• [PROVIDED INFORMATION]:
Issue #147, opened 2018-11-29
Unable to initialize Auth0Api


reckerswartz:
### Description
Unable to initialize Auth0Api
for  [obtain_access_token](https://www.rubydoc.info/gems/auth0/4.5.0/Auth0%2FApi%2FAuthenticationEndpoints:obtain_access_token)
* * *
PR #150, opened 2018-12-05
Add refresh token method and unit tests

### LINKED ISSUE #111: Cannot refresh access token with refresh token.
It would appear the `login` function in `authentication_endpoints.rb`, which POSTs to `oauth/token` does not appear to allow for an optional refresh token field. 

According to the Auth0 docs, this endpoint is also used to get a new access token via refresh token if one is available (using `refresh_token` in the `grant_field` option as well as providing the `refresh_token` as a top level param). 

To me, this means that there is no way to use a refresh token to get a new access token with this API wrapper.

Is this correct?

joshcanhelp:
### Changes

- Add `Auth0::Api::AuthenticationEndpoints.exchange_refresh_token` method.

• [WHAT THE TASK ASKS]: Count each line above in which the string "opened" appears, then state only the total.

• [REPLY]: 2